Фанаты бизнеса. Истории о тех, кто строит наше будущее (Кузьмичев) - страница 93

Реально я еще год переписывал ее, а под конец я ее ненавидел. Ненавидел лютой ненавистью редактора и книгу.

Приходил, сдавал, внес все правки!

– Ну, приходите через неделю.

Через неделю я приходил, она открывала папку, где все было красное.

Все было опять красное! Год писали – год переписывали. Мне тяжело это было».

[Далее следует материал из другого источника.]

PR #3438, opened 2023-09-21
[CALCITE-5955] BigQuery PERCENTILE functions are unparsed incorrectly

tanclary:
The main solution I used for the problem I describe in the JIRA case is adding an override to `SqlBasicAggFunction` for `allowsFraming()`, this should be `FALSE` for BigQuery's percentile functions and was previously being defaulted to `TRUE`.


tanclary:
@julianhyde @olivrlee What do we think of this for handling the most basic cases of PERCENTILE? I think it is a good starting point while we don't have the functions fully implemented. If either of you could review that'd be great, thanks!

julianhyde:
I'd change `writer.print(" OVER")` to `writer.keyword("OVER")` but it looks like progress, so +1.

Please check that we are not breaking things on non-BigQuery dialects. If there's not a test for one such dialect, add one. Or merge your test methods into something that tests several dialects (BQ + others).

tanclary:
> I'd change `writer.print(" OVER")` to `writer.keyword("OVER")` but it looks like progress, so +1.
> 
> Please check that we are not breaking things on non-BigQuery dialects. If there's not a test for one such dialect, add one. Or merge your test methods into something that tests several dialects (BQ + others).

I will adjust the writer syntax, as for testing: https://issues.apache.org/jira/browse/CALCITE-6036 describes how `WITHIN GROUP() OVER()` is not supported yet for the standard `PERCENTILE` functions but no dialect that I can find allows framing anyways so this change should not break any current behavior. The `OVER` clause can still use `PARTITION BY` in this context so I will add a test that showcases that.

caicancai:
@tanclary Hello, should we add corresponding tests to SqlOperator

tanclary:
> @tanclary Hello, should we add corresponding tests to SqlOperatorTest

Could you clarify what you mean? I believe there are already tests for these functions in `SqlOperatorTest`. Also, these functions are not fully implemented so we're a bit restricted in what kind of tests we can write.

caicancai:
> > @tanclary Hello, should we add corresponding tests to SqlOperatorTest
> 
> @caicancai Could you clarify what you mean? I believe there are already tests for these functions in `SqlOperatorTest`. Also, these functions are not fully implemented so we're a bit restricted in what kind of tests we can write.

Thank you for your reply for answering my questions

Зарекся Анатолий Карачинский более связываться с написанием фолиантов, решил заняться опять любимым делом – программированием. И то правда, ведь, как говорил Оноре де Бальзак: время – это капитал работника умственного труда. А тут рынок, что называется, созрел. В смысле, рынок труда. И решил Анатолий предложить ему свои услуги.

ПОСТ О ДРУГОЙ РАБОТЕ, ОБ ОФИГИТЕЛЬНОЙ ШКОЛЕ И СВОЕЙ ЛИЧНОЙ ДОЛЕ

Самая лучшая профессия – это хорошо оплачиваемое хобби.

Владимир Высоцкий[138]

– Да, будем мушкетерами.

– Хотя бы в сутане.

– Особенно в сутане, в этом-то и прелесть.

Александр Дюма. «Двадцать лет спустя»
МЕНЯ КУПИЛИ НА КОРНЮ

На рынок труда отправился Анатолий уже подкованным по части знаний о реальном бизнесе. «Так получилось, что в нашей группе в институте учился поляк Павел Бискупский, – вспоминает Анатолий. – В 1981 году он уехал в Польшу, оттуда – в Австрию, а в 1986 году вернулся в Россию открывать бизнес маленькой австрийской компании, торговавшей компьютерами. Ее владельцем был австриец Ганс Хойфер. Тут Бискупский вспомнил обо мне и принялся уговаривать перейти к нему на работу. Но что такое в те времена оставить стабильную работу во всесоюзном НИИ, чтобы пойти в некую западную компанию? Когда моя мама узнала, что я собираюсь уходить, всплеснула руками: это как же так! А пенсия?»[139]

Глосса о том, чем его купили на корню

Это был 86-й год, Горбачев только пришел. Бискупский приезжает сюда, и мне звонит, и говорит: я работаю в одной австрийской компании, мы решили в Советском Союзе компьютеры продавать, нам нужен человек. Пошли! Я сказал: зачем мне это надо? У меня такая интересная работа, все классно. Он меня сначала зарплатой заманивал. Я получал рублей 250 и считал, что выше крыши, девать некуда. У нас двое детей уже было, жена работала, я работал. Нам хватало: получали рублей 400 на двоих, казалось, больше не надо. Потом он меня купил одной вещью. Долго не мог понять, чего я на зарплату не введусь, предлагал 400 рублей, 500. Не понимал, что мне интересно. Я говорил: мне на работе интересно, мы запускам новую систему. Чего ты от меня хочешь? Он говорит: давай мы тебе компьютер дома поставим. И этим меня купили на корню.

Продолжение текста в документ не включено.